> _DESCRIPTION OF THE TASK_:
Please retype the records below exactly, from the first line down to and including the line with "are not provided.".

Dataset excerpts
[Start of Attachment]

PR #574, opened 2026-06-24
feat(e2e): add --run-as flag to run all tests as cluster-admin

### LINKED ISSUE #467: add option to run test as both admin and non-admin

midays:
Add a --run-as=admin flag that overrides all test contexts to use
cluster-admin credentials without modifying individual test files.

Changes:
- config: add RunAs field
- suite: register --run-as flag in tier0 and tier1 suite files
- scenario: populate NonAdmin fields with admin contexts when RunAs=admin
- rbac: add SetupActiveKubectlRunners and SetupActiveNamespaceAdmin
  helpers that bypass RBAC setup in admin mode and log the resolved
  username as proof of identity
- tests: remove empty-context Skip guards from all 21 non-admin tests
  and replace SetupNamespaceAdminUsersForScenario with
  SetupActiveKubectlRunners

When --run-as is omitted, behavior is unchanged.

**[Jenkins Run](https://jenkins-csb-migrationqe-main.dno.corp.redhat.com/job/mta/job/crane-ocp-tests-runner/213/testReport/)**

## Summary by CodeRabbit

* **New Features**
  * Added a `--run-as` flag to run end-to-end tests with admin credentials.
* **Bug Fixes**
  * Removed multiple premature skips so non-admin E2E migrations and validations run even when non-admin contexts are not provided.
  * Updated non-admin kubectl/permission initialization to consistently follow the correct admin vs non-admin execution path across tiers and scenarios.
* **Tests**
  * Added a compliance workflow to enforce non-admin test conventions around setup and skip guards.

### DIFF
--- a/e2e-tests/framework/rbac.go
+++ b/e2e-tests/framework/rbac.go
@@ -5,6 +5,7 @@ import (
 	"log"
 	"strings"
 
+	"github.com/konveyor/crane/e2e-tests/config"
 	"github.com/konveyor/crane/e2e-tests/utils"
 )
 
@@ -106,6 +107,46 @@ func SetupNamespaceAdminUser(adminKubectl KubectlRunner, nonAdminContext, namesp
 	}
 
 	return userKubectl, cleanup, nil
+}
+
+// SetupActiveNamespaceAdmin sets up namespace-scoped access on a single cluster.
+// When config.RunAs == "admin", it creates the namespace with the admin runner and returns
+// a no-op cleanup. Otherwise it delegates to SetupNamespaceAdminUser.
+func SetupActiveNamespaceAdmin(adminKubectl KubectlRunner, nonAdminContext, namespace string) (KubectlRunner, func(), error) {
+	if config.RunAs == "admin" {
+		if err := adminKubectl.CreateNamespace(namespace); err != nil {
+			return KubectlRunner{}, nil, fmt.Errorf("failed to create namespace %q: %w", namespace, err)
+		}
+		return adminKubectl, func() {}, nil
+	}
+	return SetupNamespaceAdminUser(adminKubectl, nonAdminContext, namespace)
+}
+
+// SetupActiveKubectlRunners returns kubectl runners appropriate for the current RunAs mode.
+// When config.RunAs == "admin", it creates the namespace with admin credentials and returns
+// admin runners directly (bypassing RBAC setup). Otherwise it delegates to
+// SetupNamespaceAdminUsersForScenario to grant namespace-scoped permissions to the non-admin user.
+func SetupActiveKubectlRunners(scenario MigrationScenario, namespace string) (KubectlRunner, KubectlRunner, func(), error) {
+	if config.RunAs == "admin" {
+		if srcUser, err := ResolveUsernameForContext(scenario.KubectlSrc.Context); err != nil {
+			log.Printf("[run-as=admin] source context=%q: could not resolve username: %v", scenario.KubectlSrc.Context, err)
+		} else {
+			log.Printf("[run-as=admin] source context=%q running as user=%q", scenario.KubectlSrc.Context, srcUser)
+		}
+		if tgtUser, err := ResolveUsernameForContext(scenario.KubectlTgt.Context); err != nil {
+			log.Printf("[run-as=admin] target context=%q: could not resolve username: %v", scenario.KubectlTgt.Context, err)
+		} else {
+			log.Printf("[run-as=admin] target context=%q running as user=%q", scenario.KubectlTgt.Context, tgtUser)
+		}
+		if err := scenario.KubectlSrc.CreateNamespace(namespace); err != nil {
+			return KubectlRunner{}, KubectlRunner{}, nil, fmt.Errorf("failed to create namespace %q on source: %w", namespace, err)
+		}
+		if err := scenario.KubectlTgt.CreateNamespace(namespace); err != nil {
+			return KubectlRunner{}, KubectlRunner{}, nil, fmt.Errorf("failed to create namespace %q on target: %w", namespace, err)
+		}
+		return scenario.KubectlSrc, scenario.KubectlTgt, func() {}, nil
+	}
+	return SetupNamespaceAdminUsersForScenario(scenario, namespace)
 }
 
 // SetupNamespaceAdminUsersForScenario grants namespace-scoped admin permissions
--- a/.github/workflows/test-compliance.yml
+++ b/.github/workflows/test-compliance.yml
@@ -1,0 +1,58 @@
+name: Test Compliance
+
+on:
+  pull_request:
+    paths:
+      - 'e2e-tests/tests/**'
+
+permissions:
+  contents: read
+
+jobs:
+  run-as-admin-compliance:
+    name: run-as-admin compliance
+    runs-on: ubuntu-latest
+    steps:
+      - uses: actions/checkout@v4
+
+      - name: Check for non-compliant test patterns
+        run: |
+          set +e
+          FAILED=0
+
+          # Check all test files in the repo
+          CHANGED=$(find e2e-tests/tests -name '*_test.go')
+
+          echo "Checking files:"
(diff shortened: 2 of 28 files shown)


stillalearner (approved):
LGTM

aufi (approved):

istein1:
**Claude Review**: PR #574 — feat(e2e): add --run-as flag to run all tests as cluster-admin

  This PR adds a --run-as=admin flag that overrides non-admin e2e test contexts to use cluster-admin credentials. It introduces two new helpers
  (SetupActiveKubectlRunners, SetupActiveNamespaceAdmin) that bypass RBAC setup in admin mode, removes empty-context Skip guards from 21 test files, and adds a CI
  compliance workflow to enforce the new patterns. The admin-mode path is clean and well-structured. However, the removal of Skip guards introduces a behavioral
  regression in the non-admin, non-run-as path.

  **Findings**

  1. e2e-tests/tests/tier0/mta_804_empty_pvc_migration_test.go:23 (and 18 other test files) — Removing Skip guards changes behavior from graceful Skip to test Failure 
  when non-admin contexts aren't provided (affects all 19 tests that call SetupActiveKubectlRunners)

  1. When --run-as is omitted AND --source-nonadmin-context/--target-nonadmin-context are also omitted, NewMigrationScenario sets KubectlSrcNonAdmin.Context = "".
  SetupActiveKubectlRunners delegates to SetupNamespaceAdminUsersForScenario, which calls SetupNamespaceAdminUser at rbac.go:64 where nonAdminContext == "" triggers
  fmt.Errorf("non-admin context is required"). Previously, the Skip guards caught this and tests showed as Skipped (green). Now they Fail (red). The PR description
  claims "When --run-as is omitted, behavior is unchanged" — this is incorrect for environments that don't provide non-admin contexts. Consider adding an early Skip
  inside SetupActiveKubectlRunners when RunAs == "" and the non-admin context is empty, preserving the original Skip semantics in one place.
  
** The fix is small: add an empty-context Skip inside SetupActiveKubectlRunners so
  the guard lives in one place instead of 19 test files.
  
  2. .github/workflows/test-compliance.yml:28 — Compliance workflow misses non-admin tests that don't call SetupActiveKubectlRunners

  2. The grep filter SetupActiveKubectlRunners\|SetupNamespaceAdminUsersForScenario skips any file not containing these symbols. Tests mta_846 and mta_850 had their Skip
  guards removed in this PR but use scenario.CraneNonAdmin / scenario.KubectlTgtNonAdmin.Context directly — they escape the compliance check entirely. Future non-admin
  tests following this pattern will also go undetected. Consider matching on NonAdmin field usage (e.g. CraneNonAdmin\|NonAdmin) as an additional detection signal.
  3. e2e-tests/tests/tier0/mta_846_validate_single_incompatible_route_live_test.go:32 — Skip guard removed but test uses empty non-admin context directly without any 
  setup or fallback

  3. Unlike the other 19 tests, mta_846 doesn't call SetupActiveKubectlRunners. After Skip guard removal, when --target-nonadmin-context is empty,
  scenario.KubectlTgtNonAdmin.Context is "" which gets passed to runner.Validate(ValidateOptions{Context: ""}). The Validate function omits --context when empty, so
  crane silently falls back to the default kubeconfig context (likely admin). The test won't crash, but it silently runs as admin instead of non-admin — the opposite of
  what the test intends. The same issue applies to mta_850.
  
  **Findings importance**
  Finding 1 is the one that matters. It's a real behavioral regression: tests that used to Skip now Fail in any environment that doesn't provide non-admin contexts,
  contradicting the PR's own claim that behavior is unchanged without --run-as.

  Findings 2 and 3 are minor — they're about two validate-only tests where the non-admin distinction barely matters (they test API compatibility, not RBAC). 
  Finding 4  (no flag validation) is trivial.

e2e-tests/framework/rbac.go
```diff
@@ -108,6 +109,46 @@ func SetupNamespaceAdminUser(adminKubectl KubectlRunner, nonAdminContext, namesp
...
+		return adminKubectl, func() {}, nil
+	}
+	return SetupNamespaceAdminUser(adminKubectl, nonAdminContext, namespace)
+}
+
+// SetupActiveKubectlRunners returns kubectl runners appropriate for the current RunAs mode.
+// When config.RunAs == "admin", it creates the namespace with admin credentials and returns
+// admin runners directly (bypassing RBAC setup). Otherwise it delegates to
+// SetupNamespaceAdminUsersForScenario to grant namespace-scoped permissions to the non-admin user.
+func SetupActiveKubectlRunners(scenario MigrationScenario, namespace string) (KubectlRunner, KubectlRunner, func(), error) {
```
msajidmansoori12, line 129: Hi @midays  — I found one behavior change while testing this PR locally.

I checked out the PR branch and ran a focused tier0 test (MTA-810) without passing non-admin contexts (and without --run-as=admin). It now fails at setup with:

non-admin context is required

So in default mode, this path is now fail instead of skip. Previously these non-admin tests would skip when non-admin contexts were missing.

Could we restore that previous skip behavior when --run-as != admin and non-admin contexts are not provided? That would keep “when --run-as is omitted, behavior is unchanged” true.

Please let me know if there was a strong reason for failing these tests deliberately then I'll retract this comment. 

Thanks.

```
------------------------------
ConfigMap Migration [MTA-810] Should migrate a configmap with data intact as nonadmin user [tier0]
/Users/mmansoor/Desktop/git_repos/crane-testing/crane/.worktrees/pr574-review/e2e-tests/tests/tier0/mta_810_configmap_test.go:16
  STEP: Grant ns admin permissions to nonadmin user on source and target @ 07/01/26 16:29:48.801
  [FAILED] in [It] - /Users/mmansoor/Desktop/git_repos/crane-testing/crane/.worktrees/pr574-review/e2e-tests/tests/tier0/mta_810_configmap_test.go:41 @ 07/01/26 16:29:48.801

[CRANE-RESULT] FAILED MTA-810
• [FAILED] [0.001 seconds]
ConfigMap Migration [It] [MTA-810] Should migrate a configmap with data intact as nonadmin user [tier0]
/Users/mmansoor/Desktop/git_repos/crane-testing/crane/.worktrees/pr574-review/e2e-tests/tests/tier0/mta_810_configmap_test.go:16

  [FAILED] Unexpected error:
      <*errors.errorString | 0x14000326470>: 
      non-admin context is required
      {
          s: "non-admin context is required",
      }
  occurred
  In [It] at: /Users/mmansoor/Desktop/git_repos/crane-testing/crane/.worktrees/pr574-review/e2e-tests/tests/tier0/mta_810_configmap_test.go:41 @ 07/01/26 16:29:48.801
```

msajidmansoori12 (changes requested):

e2e-tests/framework/rbac.go
midays: Hi, thanks for the detailed feedback and for testing this locally.

The FAIL behavior is intentional. These tests were built specifically to run with non-admin context, so if the context isn't provided, that's a misconfiguration of the test run rather than an expected condition, so failing loudly is more helpful than a silent skip in that case.

Also, the Jenkins pipeline always passes `--source-nonadmin-context` and `--target-nonadmin-context` regardless of the `RUN_AS_ADMIN` setting, so there's no scenario in a real pipeline run where these contexts would be missing.

WDYT ?

msajidmansoori12: Right , makes sense @midays , thanks for clearing it up.

msajidmansoori12 (approved):

midays:
@istein1 thank you for sharing it, i've updated PR to fix accordingly, please note regarding the first one:
```
e2e-tests/tests/tier0/mta_804_empty_pvc_migration_test.go:23 (and 18 other test files) — Removing Skip guards changes behavior from graceful Skip to test Failure
when non-admin contexts aren't provided (affects all 19 tests that call SetupActiveKubectlRunners)
```
this is intentional and has been addressed: https://github.com/migtools/crane/pull/574#discussion_r3505788679

istein1 (approved):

[End of Attachment]

> _THE ANSWER_:
PR #574, opened 2026-06-24
feat(e2e): add --run-as flag to run all tests as cluster-admin

### LINKED ISSUE #467: add option to run test as both admin and non-admin

midays:
Add a --run-as=admin flag that overrides all test contexts to use
cluster-admin credentials without modifying individual test files.

Changes:
- config: add RunAs field
- suite: register --run-as flag in tier0 and tier1 suite files
- scenario: populate NonAdmin fields with admin contexts when RunAs=admin
- rbac: add SetupActiveKubectlRunners and SetupActiveNamespaceAdmin
  helpers that bypass RBAC setup in admin mode and log the resolved
  username as proof of identity
- tests: remove empty-context Skip guards from all 21 non-admin tests
  and replace SetupNamespaceAdminUsersForScenario with
  SetupActiveKubectlRunners

When --run-as is omitted, behavior is unchanged.

**[Jenkins Run](https://jenkins-csb-migrationqe-main.dno.corp.redhat.com/job/mta/job/crane-ocp-tests-runner/213/testReport/)**

## Summary by CodeRabbit

* **New Features**
  * Added a `--run-as` flag to run end-to-end tests with admin credentials.
* **Bug Fixes**
  * Removed multiple premature skips so non-admin E2E migrations and validations run even when non-admin contexts are not provided.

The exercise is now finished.